How you can help others

We know a lot of people are running low right now, so we’ll keep the prompt light this time: what is a content filter or mute you would recommend to someone new to the Fediverse? Answer wherever feels easy, in Zulip or out on the Fediverse with #CommunityCare. As a reminder: we’re not automating the Discord to Zulip migration, so please check in Discord for information for how to be added to Zulip.

Further reading

(Many of these can also be found at the Further Reading section of Part 2.)

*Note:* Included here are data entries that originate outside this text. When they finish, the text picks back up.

PR #619, opened 2019-06-25
feature(listings): allow exclude listings from primary market who are…

pmargreff:
Allow removing listings from search when has multiple similar results. 

Now listings with the different area and features, are marked manually to appear on integrations. Someday we can change this heuristic, but the principle will be the same, don't show similar links and make search bad/ugly with multiple results.

### DIFF
--- a/.gitignore
+++ b/.gitignore
@@ -25,3 +25,4 @@ erl_crash.dump
 /cover
 /test/temp
 .tool-versions-e
+/.vscode
--- a/.gitignore
+++ b/.gitignore
@@ -25,4 +25,3 @@ erl_crash.dump
 /cover
 /test/temp
 .tool-versions-e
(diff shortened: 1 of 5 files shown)


.gitignore
```diff
@@ -25,3 +25,4 @@ erl_crash.dump
 /cover
 /test/temp
 .tool-versions-e
+/.vscode
```
rhnonose: Maybe this shouldn't be here, you should ignora in your global `.gitignore`

pmargreff:
@gabiseabra you can use this filter on queries instead filter `is_release` attribute, so we don't make primary market listings noisy.

.gitignore
pmargreff: **TIL** `git config --global core.excludesfile`

PR #622, opened 2019-06-26
Add new district status 

beligante:
I'm including a third status for districts, `partially_covered`, and renamed the `active` and `inactive` statuses to `covered` and `uncovered` to match the new business rules where a neighborhood that is partially covered can be queryable but does not generate a lead


apps/re/lib/addresses/neighborhoods.ex
```diff
@@ -34,7 +34,8 @@ defmodule Re.Addresses.Neighborhoods do
     end
   end
 
-  def districts, do: Repo.all(from(d in District, where: d.status == "active"))
+  def districts,
```
pmargreff: you can define `["partially_covered", "covered"]` to a const @whatever and give some meaningful name to it, as `public_covered` or `covered_for_show` or something that describe it.

PR #623, opened 2019-06-26
Use default values for price suggestion

rhnonose:
As a workaround for listings that are being inserted empty, I'm putting some default values to be asked to unclutter the jobs until we can figure out a better solution.


rhnonose:
Closed in favor of ignoring the job to update suggested price rather than requesting with a default value.

PR #624, opened 2019-06-27
Add moema district as a partially_covered district

beligante:


apps/re/lib/mix/tasks/addresses/add_district.ex
```diff
@@ -25,5 +25,17 @@ defmodule Mix.Tasks.Re.Addresses.AddDistrict do
       |> Repo.insert()
```
rhnonose: You should remove the district that was being added previously as it'll give some conflict errors.

pmargreff:
Added a new commit to allow to run tasks in the right way. 

@rhnonose the problem was the path, [looking to phoenix](https://github.com/phoenixframework/phoenix/tree/master/lib/mix/tasks) I found tasks should be directly under `tasks` tree. Also fixed an [initialization problem to use Ecto in tasks](https://stackoverflow.com/a/56134650). 

---

@beligante You should be able to import the new value running the task you've just changed. 

`mix compile`
`mix help` (tasks should appear under `re.addresses.add_district` name)
`mix re.addresses.add_district`

PR #635, opened 2019-07-03
Exclude duplicate developments from results

gabiseabra:
This excludes listings from developments that have already been shown on search results when `exclude_similar_for_primary_market` is true.

TODO:
- [x] Write tests
- [x] Fix remaining count query


apps/re/test/listings/listings_test.exs
```diff
@@ -282,6 +282,60 @@ defmodule Re.ListingsTest do
...
+
+      assert %{remaining_count: 1, listings: listings1} = Listings.paginated(%{
+        page_size: 2,
+        exclude_similar_for_primary_market: true
+      })
+
+      assert 2 == length(listings1)
+      listings1_ids = listings1 |> Enum.map(&Map.get(&1, :id))
+
+      assert %{remaining_count: 0, listings: listings2} = Listings.paginated(%{
```
pmargreff: this test should be split into two different cases

PR #636, opened 2019-07-03
Add typologies to development type

gabiseabra:
Add `typologies` field to graphql's `Development` type, which returns a data on listings grouped by area and rooms count.

TODO:
- [x] Write tests
- [x] Use dataloader


apps/re_web/lib/graphql/resolvers/developments.ex
```diff
@@ -38,6 +38,14 @@ defmodule ReWeb.Resolvers.Developments do
     end)
   end
 
+  def typologies(development, _params, _context) do
+    Developments.get_typologies(development.uuid)
+  rescue
```
pmargreff: I guess we could avoid the rescue, what's the situation where it can raise some problem?

PR #639, opened 2019-07-05
Add inactivation reason on listings

pmargreff:
Allow user to set a reason when deactivating listings. Also, add sold_price to keep price when a listing is deactivated cause was sold (both for us or another real estate companies). 

A workaround made to keep the history complete when it's inactivated is to keep the reason as the status (only on status story), so if a listing is deactivated but changes the reason from  `temporarely_suspended` to `sold_by_emcasa` we keep recording these changes (if the inactivation has no reason I keep `inactive` as status).  

Last but not least, by now both price and reason are not required, and validations are really soft (like allow a `sold_price` for other reasons). Things tend to be more when the demand grows up.

### DIFF
--- a/apps/re/lib/listings/schemas/listing.ex
+++ b/apps/re/lib/listings/schemas/listing.ex
@@ -45,7 +45,7 @@ defmodule Re.Listing do
     field :in_person_visit_count, :integer, virtual: true
     field :suggested_price, :float
 
-    field :inactivation_reason, :string
+    field :deactivation_reason, :string
     field :sold_price, :integer
 
     belongs_to :address, Re.Address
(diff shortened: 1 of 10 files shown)


apps/re/lib/listings/schemas/listing.ex
```diff
@@ -88,14 +91,20 @@ defmodule Re.Listing do
 
   @sun_period_types ~w(morning evening)
 
+  @inactivation_reasons ~w(duplicity exclusivity give_up left_emcasa
+                          publication_phase publication_error qualification_phase
+                          rented sold sold_by_emcasa temporarely_suspended)
```
rhnonose: There's some mixed formats here.
If it's in past tense (like in `rented`), `give_up` should be `gave_up`, `qualitifcation_phase` should be `qualified`, `publication_phase` should be `published` etc
Also, `publication_mistake` is more clear than `publication_error`.

rhnonose: Also, there's a typo, should be `temporarily_suspended`

PR #640, opened 2019-07-05
Walk-in offline buyer lead

rhnonose:
This is a new lead type for an offline walk-in marketing campaign, coming from a typeform zap.

- [x] add new buyer lead
- [x] process buyer lead
- [x] modify `buyer_lead` to contain new fields
- [x] send them to salesforce


apps/re/lib/buyer_leads/walk_in_offline.ex
```diff
@@ -0,0 +1,93 @@
...
+               where_did_you_find_about)a
+  @params @required ++ @optional
+  @locations ~w(RJ SP)
+
+  def changeset(struct, params \\ %{}) do
+    struct
+    |> cast(params, @params)
+    |> validate_required(@required)
+    |> validate_inclusion(:location, @locations,
+      message: "should be one of: [#{Enum.join(@locations, " ")}]"
```
pmargreff: We removed this messaging pattern in favor of the default from validate_required

rhnonose: I'll open a PR with the change.

PR #642, opened 2019-07-08
Remove aliases for neighborhoods

beligante:
Thir PR remove the old aliases for Vila Mariana and Pompeia, from now on, the aliases will be considered individual neighborhoods.

Depends on: https://github.com/emcasa/backend/pull/644


apps/re/lib/mix/tasks/addresses.add_district.ex
```diff
@@ -13,13 +13,16 @@ defmodule Mix.Tasks.Re.Addresses.AddDistrict do
...
   @shortdoc "Create new district"
   @partially_covered_districts [
-    "Aclimação",
-    "Bosque da Saúde",
-    "Brooklin",
-    "Cerqueira César",
-    "Chácara Inglesa",
-    "Vila Madalena",
-    "Vila Olímpia"
+    "Chácara Klabin"
```
pmargreff: Is that right? we should accept listings from this neighborhood, if we consider it a partial district, we will allow only to add new listings with garagem.

apps/re/lib/mix/tasks/addresses.add_district.ex
```diff
@@ -13,13 +13,16 @@ defmodule Mix.Tasks.Re.Addresses.AddDistrict do
...
+  ]
+
+  @covered_districts [
+    "Paraíso",
```
pmargreff: I guess you've missed Vila Pompeia here, so if we keep receiving addresses as vila pompeia we'll reject them.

On calling in and calling out. The phrase “calling in” comes from Ngọc Loan Trần’s 2013 essay “Calling IN: A Less Disposable Way of Holding Each Other Accountable,” published on Black Girl Dangerous and archived on TransformHarm.org. Loretta Ross has spent the decade since turning the idea into something teachable, drawing on five decades of organizing. Her TED talk runs about fifteen minutes and is a good place to start. Her book Calling In: How to Start Making Change with Those You’d Rather Cancel (Simon & Schuster, 2025) develops a five-part continuum of responses (canceling, calling out, calling off, calling on, and calling in) with practical guidance on when each one fits.

On online harassment and digital safety. Each is most useful read before you need it; the differences are in emphasis.

  • PEN America’s Online Harassment Field Manual: organized by your role in the situation, whether you are being targeted, witnessing it, or running an organization where staff are. Written especially for writers, journalists, artists, and activists. (Appears to have geo restrictions.)
  • Games and Online Harassment Hotline Digital Safety Guide: the most granular on specific tactics like doxxing prevention and hate raids, and direct about how well-meaning allies can amplify harassment by stepping in. The hotline closed in October 2023, but the guide is still online.
  • EFF’s Surveillance Self-Defense: the deepest on technical infrastructure, with a “Security Scenarios” section that tailors a learning path to your situation.

On community safety and transformative justice. Get in Formation: A Community Safety Toolkit, from Vision Change Win, collects security and safety practices developed over years within Black, Indigenous, and People of Color movements in the U.S. It covers verbal and physical de-escalation, bystander intervention, and organizational safety planning, with handouts and worksheets you can adapt to your own conditions. It lives on The Commons Social Change Library, a broader catalogue of openly accessible movement resources worth browsing when your question is harder to name in advance. For the deeper organizing frame, Beyond Survival: Strategies and Stories from the Transformative Justice Movement (Leah Lakshmi Piepzna-Samarasinha and Ejeris Dixon, eds., AK Press, 2020; review on Autostraddle) gathers approaches to addressing harm without relying on punishment.